*** ENTRIES SHOWN ***
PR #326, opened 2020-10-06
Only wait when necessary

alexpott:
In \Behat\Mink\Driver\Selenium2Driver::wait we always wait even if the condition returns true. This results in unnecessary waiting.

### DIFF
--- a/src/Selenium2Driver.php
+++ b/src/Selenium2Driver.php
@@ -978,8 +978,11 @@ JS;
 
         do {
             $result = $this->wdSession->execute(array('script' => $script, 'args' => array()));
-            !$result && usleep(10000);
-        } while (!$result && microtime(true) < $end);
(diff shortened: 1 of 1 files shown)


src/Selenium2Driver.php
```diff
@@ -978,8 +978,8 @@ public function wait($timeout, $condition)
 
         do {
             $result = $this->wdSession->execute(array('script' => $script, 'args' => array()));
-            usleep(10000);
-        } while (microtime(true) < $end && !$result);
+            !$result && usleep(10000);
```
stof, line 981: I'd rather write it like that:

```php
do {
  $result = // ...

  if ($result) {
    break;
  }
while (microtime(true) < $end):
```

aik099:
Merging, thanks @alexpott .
*** End of ENTRIES SHOWN ***
= YOUR TASK =
Output the material above exactly. Omit nothing.

= EXERCISE ANSWER =
PR #326, opened 2020-10-06
Only wait when necessary

alexpott:
In \Behat\Mink\Driver\Selenium2Driver::wait we always wait even if the condition returns true. This results in unnecessary waiting.

### DIFF
--- a/src/Selenium2Driver.php
+++ b/src/Selenium2Driver.php
@@ -978,8 +978,11 @@ JS;
 
         do {
             $result = $this->wdSession->execute(array('script' => $script, 'args' => array()));
-            !$result && usleep(10000);
-        } while (!$result && microtime(true) < $end);
(diff shortened: 1 of 1 files shown)


src/Selenium2Driver.php
```diff
@@ -978,8 +978,8 @@ public function wait($timeout, $condition)
 
         do {
             $result = $this->wdSession->execute(array('script' => $script, 'args' => array()));
-            usleep(10000);
-        } while (microtime(true) < $end && !$result);
+            !$result && usleep(10000);
```
stof, line 981: I'd rather write it like that:

```php
do {
  $result = // ...

  if ($result) {
    break;
  }
while (microtime(true) < $end):
```

aik099:
Merging, thanks @alexpott .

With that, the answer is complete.